First we apply our preprocessing recipe to our training and test sets.
train_processed <-
training(hof_initial_split) %>%
bake(preprocessing_recipe, new_data = .)
test_processed <-
testing(hof_initial_split) %>%
bake(preprocessing_recipe, new_data = .)
Next, we are identifying the variable in which we are predicting (inducted in this instance), then using the metrics
function from the yardstick
library to estimate the performance of each model.
target_expr <-
preprocessing_recipe %>%
pluck("last_term_info") %>%
filter(role == "outcome") %>%
pull(variable) %>%
sym()
glmnet_stage_2_metrics <-
glmnet_stage_2_model %>%
fit(formula = inducted ~ ., data = train_processed) %>%
predict(new_data = test_processed) %>%
bind_cols(testing(hof_initial_split)) %>%
metrics(!! target_expr, .pred_class)
forest_stage_2_metrics <-
forest_stage_2_model %>%
fit(formula = inducted ~ ., data = train_processed) %>%
predict(new_data = test_processed) %>%
bind_cols(testing(hof_initial_split)) %>%
metrics(!! target_expr, .pred_class)
Here, we pretty up the code for easy consumption.

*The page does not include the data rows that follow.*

PR #421, opened 2024-07-20
onchain-verifier: measuring gas usage for grand product argument

MatteoMer:
I got some troubles using foundry's `gas-report` to work with the code with internal functions, but will continue to investigate. 

 For now this is a new test that outputs some gas benchmarks for the internal functions of the verifier when `BENCHMARK_LOGGING=true` using a wrapper around the grand product argument library

You can run the gas report with `BENCHMARK_LOGGING=true forge test --via-ir --ffi -vv --match-test testGasGrandProductVerify`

glmnet_stage_2_metrics %>%
mutate(mod = "glmnet") %>%
bind_rows(
forest_stage_2_metrics %>%
mutate(mod = "forest")
) %>%
arrange(.metric,-.estimate)
## # A tibble: 4 x 4
## .metric .estimator .estimate mod
## <chr> <chr> <dbl> <chr>
## 1 accuracy binary 0.946 forest
## 2 accuracy binary 0.941 glmnet
## 3 kap binary 0.425 forest
## 4 kap binary 0.345 glmnet
Looks like the Random Forest is the better model.